▼

PR #771, opened 2026-09-08
Modal: expand shortcodes in the label before escaping

mcliwanow:
The download button on https://wordpress.org/download/ has read "Download WordPress [latest_version]" since September 4 (Meta Trac #8143, reopened: https://meta.trac.wordpress.org/ticket/8143).

The download pattern carries that shortcode in the block's `label` attribute. Since wporg-parent-2021 moved pattern shortcodes from the rendered output to the pattern source (WordPress/wporg-parent-2021#183 and #184), block attributes are not reached anymore: `do_shortcode()` skips HTML comments, and block delimiters are HTML comments. The `href` attribute kept working only because #755 expands it in `render.php` itself.

This does the same for `label`. Expand it, drop anything the expansion emitted so `the_content` can't run it a second time, then `wp_kses_post()` and `esc_attr()` as before. The dialog's `aria-label` from #767 reads the same attribute, so it picks up the expanded value too.

## Tests

New `phpunit/test-modal.php` renders the block through `do_blocks()` and checks the button text, the `aria-label`, the `href`, that markup in the label is still filtered after the pass, and that a shortcode emitted by the expansion is dropped. On trunk all four fail, on this branch the suite is 30/30.

I grepped the block delimiters in wporg-main-2022 and in the themes in the wordpress.org repo for shortcodes. The download pattern's modal label is the only one, so nothing else is waiting on this.

## Testing it in a browser

The bug only shows when the modal is rendered from a template or a pattern. In post content `the_content` runs `do_shortcode()` over the output and hides it, so the page has to come from a block template. With `wp-env start` running from this repo:

1. Stand in for the theme shortcodes with a throwaway mu-plugin (don't commit it):

    ```php
    // mu-plugins/zz-demo-shortcodes.php
    <?php
    add_shortcode( 'latest_version', fn() => '7.1' );
    add_shortcode( 'download_link', fn() => 'https://wordpress.org/latest.zip' );
    ```

2. Create a `page-download` template holding the modal, and a page that uses it:

    ```sh
    npx wp-env run cli wp post create --post_type=wp_template --post_status=publish --post_name=page-download --post_title='Page: Download' --porcelain --post_content='<!-- wp:wporg/modal {"href":"[download_link]","label":"Download WordPress [latest_version]"} --><!-- wp:paragraph --><p>Howdy!</p><!-- /wp:paragraph --><!-- /wp:wporg/modal -->'
    npx wp-env run cli wp post term set <template id> wp_theme twentytwentyfive
    npx wp-env run cli wp post create --post_type=page --post_status=publish --post_name=download --post_title=Download --porcelain
    ```

3. Open `http://localhost:8888/?page_id=<page id>`. On trunk the button reads "Download WordPress [latest_version]", on this branch "Download WordPress 7.1". The `aria-label` on the `role="dialog"` element changes the same way.

If you swap `render.php` between trunk and the branch with the env running, give opcache a couple of seconds before reloading, it served me the old file once.

### DIFF
--- a/mu-plugins/blocks/modal/render.php
+++ b/mu-plugins/blocks/modal/render.php
@@ -14,7 +14,8 @@ $style .= get_style_decl_from_attr( $attributes, 'overlayColor' );
 $style .= get_style_decl_from_attr( $attributes, 'closeButtonColor' );
 
 // Expand first, then drop any shortcode the expansion emitted; it would otherwise expand again later.
-$href = strip_shortcodes( do_shortcode( $attributes['href'] ?? '' ) );
+$href  = strip_shortcodes( do_shortcode( $attributes['href'] ?? '' ) );
+$label = strip_shortcodes( do_shortcode( $attributes['label'] ) );
 
 $button_class = 'wp-block-button';
 if ( ! empty( $attributes['buttonStyle'] ) ) {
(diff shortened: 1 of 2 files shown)


pkevan (approved):

nikvalani96:
Thank you for fixing and deploying this! I’ve verified that the button now displays “Download WordPress 7.1” correctly. 🙌

PR #777, opened 2026-09-16
Global Footer: tidy the logo, trademark and social links layout

jamesckemp:
Tidies the bottom of the global footer so the logo, trademark notice and social links read as one block, and gives "Code is Poetry" its own strip at the very bottom.

## What changed

- **Code is Poetry** moves into a full-width strip at the bottom of the footer, centred, in a darker shade of the footer colour (the same `nero` used for header hovers) and matching the global header's 60px height. The graphic is now inlined from a single SVG that inherits the light text colour, replacing the two fixed-colour variants and the dependency on s.w.org. The translated text fallback used on non-English locales drops from 20px to 18px so its cap height matches the graphic.
- **Trademark notice** is now a paragraph block that sits 4px below the WordPress.org logo. It uses the footer link size (14px from the tablet breakpoint, 16px below) and the existing `--wp-global-header--text-color--light` colour, which is also what Code is Poetry now uses, so the two match and both adapt to light and dark footer backgrounds. That colour is charcoal-5 on the dark footer, 5.27:1 against the footer and 5.82:1 against the strip.
- **Social icons** drop from 28px to 24px with the row gap halved to 10px. Between the tablet and desktop breakpoints (890 to 1151px) they split into two even rows of five, centred on the logo block, instead of leaving a single icon orphaned. Above 1152px they sit on one row, centred on the logo. Below 890px they flow naturally.
- **Spacing above the logo row** is 44px on mobile, matching the footer's top padding, and 60px from the tablet breakpoint.
- **Full WordPress.org logo** is used at every width. The small W mark was only needed when the row also had to fit the centred Code is Poetry image, and the mark is still used by the header and local navigation bar.

No new breakpoints: everything uses the shared `--tablet` and `--desktop` custom media.

## Screenshots

| Width | Before | After |
| --- | --- | --- |
| 390px | before-390 | after-390 |
| 1000px | before-1000 | after-1000 |
| 1280px | before-1280 | after-1280 |

## Testing

- `npm run lint:css`, `composer run lint` and `npm run build` pass.
- Checked on a local plugin directory site at 390, 459, 480, 600, 889, 890, 1000, 1125, 1152, 1280 and 1396px.
- The white footer variant and the translated text fallback (Spanish and Japanese) were checked by emulating their classes and markup in the browser. The white variant inherits the charcoal text colour for the graphic.

## Notes for deploy

The footer markup changed, so the Trac and Codex templates will need re-syncing after this ships (see the block README).


obenland:
How would you feel about giving the Code is Poetry its own paragraph and keep it centered between the links and the WordPress logo? It would be a smaller visual change while keeping the alignment and spacing fixes

jamesckemp:
@obenland the main problem I found with that was that it felt very off balance in practise. The other option I considered was pulling it onto its own line like so

image

(I think we might want to increase the brightness of it in this scenario)

obenland:
Oh, because it would sit above this gap between logo and social links. I like your idea about pulling it into its own line

jamesckemp:
@obenland I just pushed an update based on our convo above and updated the screenshots in the PR description. Is this looking more appropriate? It also accounts for the translated "Code is Poetry" text for non-"en" languages.

obenland:
Sorry, this is getting nit-picky, just curious how strongly you feel about the dividing line between the links and the logos. Might be cleaner to leave it off?

jamesckemp:
@obenland I like nitpicky! Not overly opinionated on it either way. Let me share the screenshots of what it'd look like before updating the PR

image

image

image

What do you think?

obenland:
Yeah I'd go without the line

jamesckemp:
@obenland PR updated, and screenshots refreshed in the main description!

jamesckemp:
Hi @obenland, just wanted to check in on this one. Anything else you feel needs amending?

PR #96, opened 2020-08-20
Fix a bug where hitting brower back button would show two jitsi iframe

user512:
Before fix:
screencast 2020-08-20 11-24-30


user512:
No, that's intended because I set the heroku app url as the custom domain but I will move them into its own subdomain of zinc.coop soon in https://github.com/zinc-collective/convene/pull/94.

PR #105, opened 2020-08-23
Setup test on GH action with the ability to test branded domain

user512:
* Run RSpec and e2e test on Github actions.
* Run rails server on port 80 to test branded domain.
If we run e2e test when server is running on port 80 and edit `/etc/host` with 127.0.0.1 system-test.zinc.local,
then the driver can simply navigate to `http://system-test.zinc.local`, and user can click enter room and reach `http://system-test.zinc.local/room-slug`.

But, I wasn't sure how to make branded domain pass locally.


.github/workflows/test-convene-web.yml
```diff
@@ -0,0 +1,89 @@
...
+
+    - name: Set up Ruby 2.7
+      uses: actions/setup-ruby@v1
+      with:
+        ruby-version: 2.7
+
+    - name: Increase the amount of inotify watchers
+      run: echo fs.inotify.max_user_watches=524288 | sudo tee -a /etc/sysctl.conf && sudo sysctl -p
+
+    - name: Install yarn & node packages
```
zspencer, line 34: Could we run `bin/setup` and install Yarn, bundle, database, etc. all at once?

convene-web/spec/models/demo_workspace_spec.rb
```diff
@@ -2,6 +2,8 @@
 
 RSpec.describe DemoWorkspace, type: :model do
   describe ".prepare" do
+    before { allow(ENV).to receive(:[]).with('DEMO_ENABLED').and_return('true') }
```
zspencer, line 5: Oh nice catch. Maybe we want this in it's own context for `When the environment is set to enable demo` and then there could be the inverse with an it.

user512:
I was exploring to run the server at port 80 to test branded domain. But still facing some problem.
I think I’m very close to getting it working.

user512:
@zspencer, I think configuring our CI to spin up server on port 80 would be an easy path to system test branded domain. But I wonder if you have other thoughts. 
I might switch gear back to development instead if I can't get branded domain testing working in a reasonable amount of time.

PR #111, opened 2020-09-06
Begin to wire in feature test for Locking Rooms

zspencer:
Paired with @cjoulain to flesh out the Feature definitions for Locking Rooms.

First, we noticed that there were a lot of scenarios that maybe didn't need to exist; and we collapsed them into a single scenario that lays out which people have which access rights.

Then, we noticed that there were some missing scenarios, like locking and unlocking the room. So we put those in as well.

Finally, we began to wire those scenarios into parameterTypes and step definitions so we can write user-level integration tests.

(P.s, I'm going to let @cjoulain merge after approval, so they get the `Co-Authored By` credit)

### DIFF
--- a/features/locking-rooms.feature
+++ b/features/locking-rooms.feature
@@ -22,14 +22,14 @@ Feature: Locking Rooms
   @wip
   Scenario: Entering a Locked Room
     Given a Workspace with a Locked Room
-    Then a Workspace Member may enter the room after providing the correct Room Key
-    And a Workspace Member may not enter the room after providing the wrong Room Key
-    And a Guest may enter the room after providing the correct Room Key
-    And a Guest may not enter the room after providing the wrong Room Key
+    Then a Workspace Member may enter the Room after providing the correct Room Key
+    And a Workspace Member may not enter the Room after providing the wrong Room Key
+    And a Guest may enter the Room after providing the correct Room Key
+    And a Guest may not enter the Room after providing the wrong Room Key
     # We're not sure if this is actually a good idea, we should check with
     # design / product to make sure that it makes sense for admins to be able
     # to barge in like a grumpy parent on prom night.
-    And a Workspace Admin may enter the room without providing a Room Key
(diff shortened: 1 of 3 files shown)


features/locking-rooms.feature
```diff
@@ -18,32 +17,52 @@ Feature: Locking Rooms
...
-    When a Workspace Admin provides the correct Room Key
-    Then the Workspace Admin is placed in the Room
+    Then a Workspace Member may enter the Room after providing the correct Room Key
+    And a Workspace Member may not enter the Room after providing the wrong Room Key
+    And a Guest may enter the Room after providing the correct Room Key
+    And a Guest may not enter the Room after providing the wrong Room Key
+    # We're not sure if this is actually a good idea, we should check with
+    # design / product to make sure that it makes sense for admins to be able
+    # to barge in like a grumpy parent on prom night.
+    And a Workspace Admin may enter the Room without providing a Room Key
```
zspencer, line 32: @maximegalon5 / @colombene  - We were thinking we weren’t sure if a locked room should block out admins or not. What do you think?

features/parameter-types/rooms.js
```diff
@@ -20,7 +33,7 @@ class Room {
 // See: https://github.com/zinc-collective/convene/issues/41
 defineParameterType({
   name: "accessLevel",
-  regexp: /(Unlocked|Internal|Locked)/,
+  regexp: /(an |a )?(Unlocked|Internal|Locked)/,
```
zspencer, line 36: We will probably want to update the arguments we’re passing to the transformer here, since it seems like there will be _two_ arguments in cases where an article adjective is provided, and _one_ argument in cases where only `(Unlocked|Internal|Locked)` are provided.

We may want to think a bit more about how to use parameter types so that we don’t run into this rough edge in the future (for instance, we may want to _require_ the article adjectives, so that we don’t have some cases where a single argument is passed into the classes inflated by the transformer.)

user512 (approved):

PR #120, opened 2020-09-11
Revert locking rooms features definitions

user512:
* We want to keep the features defintions untouched, it was intentionally grouped this way.

### DIFF
--- a/features/locking-rooms.feature
+++ b/features/locking-rooms.feature
@@ -19,25 +19,17 @@ Feature: Locking Rooms
 
   # Wireframe:
   # https://xd.adobe.com/view/fd425dbe-5384-44c9-997a-eeee6e886a86-a811/screen/04ee266e-931b-4bde-bcf9-af94c7ac444e
-  @built @unimplemented-steps
-  Scenario: Workspace Member entering a Locked Room
-    Given the Workspace Member is on the "System Test" Workspace Dashboard
-    Then a Workspace Member may enter the "Listed Locked Room 1" Room after providing the correct Room Key
-    And a Workspace Member may not enter the "Listed Locked Room 1" Room after providing the wrong Room Key
-
   @wip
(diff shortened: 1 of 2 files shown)


features/locking-rooms.feature
```diff
@@ -19,25 +19,17 @@ Feature: Locking Rooms
...
-
-  @wip
-  Scenario: Guest entering a Locked Room
-    Given the Guest is on the "System Test" Workspace Dashboard
-    And a Guest may enter the "Listed Locked Room 1" after providing the correct Room Key
-    And a Guest may not enter the "Listed Locked Room 1" after providing the wrong Room Key
-
   @wip
-  Scenario: Workspace Admin entering a Locked Room
+  Scenario: Entering a Locked Room
```
zspencer, line 23: Is this now `built`? Or do we still have unimplemented steps or features?

zspencer (changes requested):
Want to make sure we’re running it if it’s actually been built.

features/locking-rooms.feature
user512: I think this is not `built` because we haven't implement `Workspace Admin`.

If this test doesn't include `Workspace Admin` behavior, then I think it can be considered built because `Guest` and `Workspace Member` have same behavior where we can still write test without implementing those two roles.

zspencer: Ah, excellent. So @maximegalon5 and @colombene and I talked through this a bit here: https://soloish.slack.com/archives/C013U0E797Y/p1599436256003600

Right now, we think that Space Admins / Owners _should not_ be able to enter the Room without the key for now. However, we may want _Operators_ to be able to enter rooms without a key. I think it’s probably safe to ditch the comment and the “And a Worksapace Admin...” rules completely for now; and when we start making Space Owners a “thing” we can add them back in.

Issue #115, opened 2020-09-08
Refreshing the page drops you in the hallway


zspencer:
Noticed when I refreshed the page it took me back to the Space hallway; would rather it stayed in the current page.

zspencer:
I can confirm this has been fixed! Thank you @user512!

PR #121, opened 2020-09-11
Stay in video room when user refresh

user512:
Connects #115 
* Previously the `videoConferenceLeft` event will get triggered when user reload.
Use `readyToClose` event instead because it only got triggered when user intended to hangup.

### DIFF
--- a/convene-web/app/javascript/src/video_room.js
+++ b/convene-web/app/javascript/src/video_room.js
@@ -32,7 +32,9 @@ export default class VideoRoom {
     if (!this.roomName) return;
     this.jitsi = new JitsiMeetExternalAPI(this.domain, this.jitsiApiOption());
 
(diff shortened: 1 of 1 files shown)


zspencer:
Hmm, I think what I would prefer is that when the meet closes, it doesn’t actually send the user to a different location. I’d rather it terminated the Jitsi connection and removed the video panel from the UI.

This is because as we build out additional pieces to a room (for instance, if we put in chat, or a ‘message of the day’ or what not) we can’t really depend on “closing video” to be the same as “leaving the room.”

Thoughts?

user512:
I think what you said makes sense if we currently have some other features other than video room.
But for now, we only have video room when user enter room so it makes sense to "redirect" user back to workspace once user hang up/ end call, or else, by just collapsing the video room div and not changing the url to `/workspace/workspace_slug`, it puts the user in a weird state where the url tells the users the users is in the room but the UI tells otherwise.

PR #126, opened 2020-09-20
Wire in steps for entering a locked room

user512:
* [x] Fix AccessLevels getting undefined values from the accessLevel parameterType
* [X] Implement step definition for entering a workspace with a Locked Room
* [X] Implement step definition for entering a Locked Room
* [X] Implement step definition for being prevented from entering a Locked Room
* [X] Expose the Room's Access Level in the the room card's DOM
* [X] Add helper method to Workspace PageObject for selecting RoomCards from the DOM
* [x] Verify that an error message is provided when entering the wrong room and that people don't enter the room
* [ ] (Maybe?) Clarify parameter type and regex in README (@KellyAH, @zspencer)
* [ ] (Maybe?) Align SystemTest Workspace locked room access code with Demo Workspace

### DIFF
--- a/convene-web/app/models/room.rb
+++ b/convene-web/app/models/room.rb
@@ -19,6 +19,7 @@ class Room < ApplicationRecord
   # `locked` indicates that only participants who know the rrooms `access_code` may access the room.
   # `internal` indicates that only participants who are Workspace Members _or_ know the Workspaces `access_code` may
   # access the room.
+  # TODO Return :unlocked by default, add database non null
   attribute :access_level, :string
 
   # A room's Access Code is a "secret" that, when known, grants access to the room.
--- a/convene-web/app/views/workspaces/_room_card.html.erb
+++ b/convene-web/app/views/workspaces/_room_card.html.erb
@@ -1,4 +1,4 @@
-<li class="col-span-1 bg-white rounded-lg shadow mb-4" id="<%= room.name %>" >
+<li class="col-span-1 bg-white rounded-lg shadow mb-4 <%= "--#{room.access_level}" %>" id="<%= room.name %>">
   <div class="w-full flex items-center justify-between p-6 space-x-6">
     <div class="flex-1 truncate">
       <div class="flex items-center space-x-3">
--- a/features/page-objects/WorkspacePage.js
+++ b/features/page-objects/WorkspacePage.js
@@ -48,6 +48,11 @@ class WorkspacePage extends Page {
     assert.equal(videoPanels.length, 1, `${videoPanels.length} was found.`)
     return await this.driver.findElement(jitsiConferenceFrame);
   }
+
+  roomCardsWhere({ accessLevel }) {
+    const selector = `.--${accessLevel.level.toLowerCase()}`
+    return this.driver.findElements(By.css(`.--${accessLevel.level.toLowerCase()}`));
+  }
 }
 
 module.exports = WorkspacePage;
--- a/features/page-objects/WorkspacePage.js
+++ b/features/page-objects/WorkspacePage.js
@@ -22,14 +22,16 @@ class WorkspacePage extends Page {
   }
 
   async enterRoomWithAccessCode(room, accessCode) {
+    this.driver.manage().deleteAllCookies();
+    this.enter();
     await this.enterRoom(room);
 
-    const placeholderSelector = By.css("[placeholder='Access Code']");
-    await this.driver.wait(until.elementLocated(placeholderSelector));
-    const accessCodeInput = await this.driver.findElement(placeholderSelector);
+    const inputSelector = By.css("[id='waiting_room_access_code']");
+    await this.driver.wait(until.elementLocated(inputSelector));
+    const accessCodeInput = await this.driver.findElement(inputSelector);
     accessCodeInput.sendKeys(accessCode);
 
-    const submitInput = await this.driver.findElement(By.css("[value='Submit']"));
+    const submitInput = await this.driver.findElement(By.css("[type='submit']"));
     submitInput.click();
   }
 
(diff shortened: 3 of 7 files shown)


zspencer:
Would you be able to amend the commit to include CJ, Egbet, Kelly and my Github Emails?

```
Co-authored-by: CJ Joulain <cjoulain@users.noreply.github.com>
Co-authored-by: KellyAH <KellyAH@users.noreply.github.com>
Co-authored-by: Egbet <eg-bet@users.noreply.github.com>
```

convene-web/app/views/workspaces/_room_card.html.erb
```diff
@@ -1,4 +1,4 @@
-<li class="col-span-1 bg-white rounded-lg shadow mb-4" id="<%= room.name %>" >
+<li class="col-span-1 bg-white rounded-lg shadow mb-4 <%= "--#{room.access_level}" %>" id="<%= room.name %>">
```
zspencer, line 1: Not-blocking: Something that may be nice would be to also include a `room-card` class to the `li` so we can key off of that as well.

convene-web/app/models/room.rb
```diff
@@ -19,6 +19,7 @@ class Room < ApplicationRecord
   # `locked` indicates that only participants who know the rrooms `access_code` may access the room.
   # `internal` indicates that only participants who are Workspace Members _or_ know the Workspaces `access_code` may
   # access the room.
+  # TODO Return :unlocked by default, add database non null
```
zspencer, line 22: Let's do this in it's own PR

features/page-objects/WorkspacePage.js
```diff
@@ -48,6 +48,11 @@ class WorkspacePage extends Page {
     assert.equal(videoPanels.length, 1, `${videoPanels.length} was found.`)
     return await this.driver.findElement(jitsiConferenceFrame);
   }
+
+  roomCardsWhere({ accessLevel }) {
+    const selector = `.--${accessLevel.level.toLowerCase()}`
+    return this.driver.findElements(By.css(`.--${accessLevel.level.toLowerCase()}`));
```
zspencer, line 54: Not blocking, but one way we could start to distribute responsibility more broadly would be to move the responsibility for knowing how to find the accessLevel element into the other parameterTypes. I think `roomCardsWhere` still makes sense on the Workspace object, and doing the actual `driver.findElements()` within it feels good to me.

```
// in parameterTypes/workspacePage.js
class WorkspacePage {
  // ...
  roomCardsWhere({ accessLevel }) {
    return this.driver.findElements(accessLevel.selector))
  }
  // ...
}

// in parameterTypes/accessLevel.js
class AccessLevel {
  // See the MDN Getter docs: https://developer.mozilla.org/en-US/docs/Web/JavaScript/Reference/Functions/get
  get selector() {
    return By.css(`.--${this.level.toLowerCase()}`)
  }
}
```

features/parameter-types/rooms.js
```diff
@@ -33,8 +33,8 @@ class Room {
 // See: https://github.com/zinc-collective/convene/issues/41
 defineParameterType({
   name: "accessLevel",
-  regexp: /(an |a )?(Unlocked|Internal|Locked)/,
-  transformer: (level) => new AccessLevel(level),
+  regexp: /(an |a |the )?(Unlocked|Internal|Locked)/,
```
zspencer, line 36: Not blocking: We may want to remove the `?` from this regex, so that we don't have to deal with different numbers of arguments being passed into the Transformer.

features/steps/room_steps.js
```diff
@@ -1,9 +1,15 @@
...
+const Workspace = require("../parameter-types/workspaces");
+const Room = require("../parameter-types/rooms");
 const assert = require('assert').strict;
 
-Given("a Workspace with {accessLevel} {room}", function (accessLevel, room) {
-  // Write code here that turns the phrase above into concrete actions
-  return "pending";
+Given("a Workspace with {accessLevel} {room}", async function (accessLevel, room) {
+  const workspace = new Workspace("System Test");
+  this.workspace = new WorkspacePage(this.driver, workspace);
```
zspencer, line 9: Not blocking, something to think about is we have a WorkspacePage and a Workspace object and I'm not sure where the boundaries between these two things are. Does it make sense for there to be two different classes? Or could we do something to add the `driver` to the `Workspace` class? I'm not really sure. Something to noodle on over the next few months.

features/steps/room_steps.js
```diff
@@ -1,9 +1,15 @@
...
+  await this.workspace.enter();
+  const lockedRooms = await this.workspace.roomCardsWhere({ accessLevel });
```
zspencer, line 11: Not blocking: I almost wish we had a `fluent interface` for this. I.e. `await this.workspace.enter().roomCardsWhere({ accessLevel })` but I think that may be hard to pull off.

zspencer (commented):
I think this is a really incredible first step! I think there's some efforts that may (or may not) be worth making to place responsibility more squarely where it belongs; but in the meantime I think once we get the assertion in about the error message and (maybe) figure out a way to verify the video panel is not visible we're gonna be good-to-go.

zspencer:
Also, could you add a reference to the GithubIssue we are working on:

```
See: https://github.com/zinc-collective/convene/issues/40
```

convene-web/app/views/workspaces/_room_card.html.erb
user512: 👍 Will be working on this on a separate PR.

features/page-objects/WorkspacePage.js
```diff
@@ -48,6 +50,11 @@ class WorkspacePage extends Page {
     assert.equal(videoPanels.length, 1, `${videoPanels.length} was found.`)
     return await this.driver.findElement(jitsiConferenceFrame);
   }
+
+  roomCardsWhere({ accessLevel }) {
+    const selector = `.--${accessLevel.level.toLowerCase()}`
```
user512, line 55: This line is dead code.

features/page-objects/WorkspacePage.js
user512: I like this.

PR #127, opened 2020-09-23
Add running db:seed to bin/setup, and clarify a couple of bits in the README that confused me

anaulin:
I propose adding `bin/rake db:seed` to the steps in `bin/setup`, because it seems needed for the System Test and other test/demo workspaces to be created.

I'm not sure if there is a downside to having this step always in `bin/setup`, but at first glance `seeds.rb` seems idempotent. An alternative would be to simply add a step in the README for the developer to separately run `bin/rake db:seed`.

I also attempted to clarify a couple of things in the README that I found unclear.

### DIFF
--- a/convene-web/README.md
+++ b/convene-web/README.md
@@ -18,8 +18,8 @@ First, ensure your development environment has:
 1. Node (See [.nvmrc](./.nvmrc) for version)
 1. [PostgreSQL 12]. (Note: For people using [Docker], a [docker-compose.yml]
    file has been included for convenience.)
-1. Copy `[.env.example]` to `.env` and make any changes: `cp .env.example
-   .env`
+1. Copy `convene-web/.env.example` to `convene-web/.env` and make any changes: `cp convene-web/.env.example
+   convene-web/.env`.
 
 Then, run `bin/setup` to install Ruby and Node dependencies and set up the
 database.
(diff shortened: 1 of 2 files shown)


convene-web/README.md
```diff
@@ -18,17 +18,17 @@ First, ensure your development environment has:
 1. Node (See [.nvmrc](./.nvmrc) for version)
 1. [PostgreSQL 12]. (Note: For people using [Docker], a [docker-compose.yml]
    file has been included for convenience.)
-1. Copy `[.env.example]` to `.env` and make any changes: `cp .env.example
-   .env`
+1. Copy `convene-web/.env.example` to `convene-web/.env` and make any changes: `cp convene-web/.env.example
+   convene-web/.env`.
```
anaulin, line 22: @user512 I noticed that there is also a different `.env.example` file in the root of the repo. Not sure if that should also be mentioned here in the README. Please let me know. 🙏

user512 (approved):
Looks great!

convene-web/README.md
user512: The `.env.example` isn't related to `convene-web` so we can leave that.

zspencer:
Thank you! I've issued you 40 patronage points: https://airtable.com/tblndyi9VR3shxtmS/viwxgldsOPhzLxfpV/recyh1og1X7eZD5vj?blocks=hide

Issue #117, opened 2020-09-11
🥔✨ `Space`: `Members`


zspencer:
- https://github.com/zinc-collective/convene/issues/1154
- https://github.com/zinc-collective/convene/issues/1514

People are granted additional authority within a Space by granting them Membership within that Space. 

## Use Cases
- [x] https://github.com/zinc-collective/convene/issues/1514
- [x] 🥔✨ Viewing `Members` of a `Space`
- [x] 🥔✨ Removing `Members` from a `Space`

## Bugs
- [x] https://github.com/zinc-collective/convene/issues/1607
- [x] https://github.com/zinc-collective/convene/issues/1659

anaulin:
Invitation UI is missing the name of the inviter:
![Screen Shot 2021-11-06 at 3 45 05 PM](https://user-images.githubusercontent.com/6729309/140625908-eb70fa9c-e804-43f4-a4f0-7d439c66f1a1.png)

rosschapman:
🧹  Relegated to [cold storage](https://docs.google.com/spreadsheets/d/1Z_pC21sAKAMyB7xiRAY1--bm1ZKEuFzCzSXfqzHaF08/edit?gid=1828229424#gid=1828229424).

PR #132, opened 2020-10-01
Sketch out Feature Definition for Space Membership

zspencer:


user512 (approved):

user512:
We might want to have another scenario on member/ owner invitation timeout and the person being invited cannot join.

PR #133, opened 2020-10-02
Adding Email Invitation Code Times out Scenario

user512:
I wasn't sure if we would like this scenario but this is pretty common on
a lot of applications.


zspencer (approved):
I think it makes sense, what does @colombene or @maximegalon5 think?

▲

- _What to do_
Lines with "inotify" in the records above: copy every one of them.

- _Output of the task_
+    - name: Increase the amount of inotify watchers
+      run: echo fs.inotify.max_user_watches=524288 | sudo tee -a /etc/sysctl.conf && sudo sysctl -p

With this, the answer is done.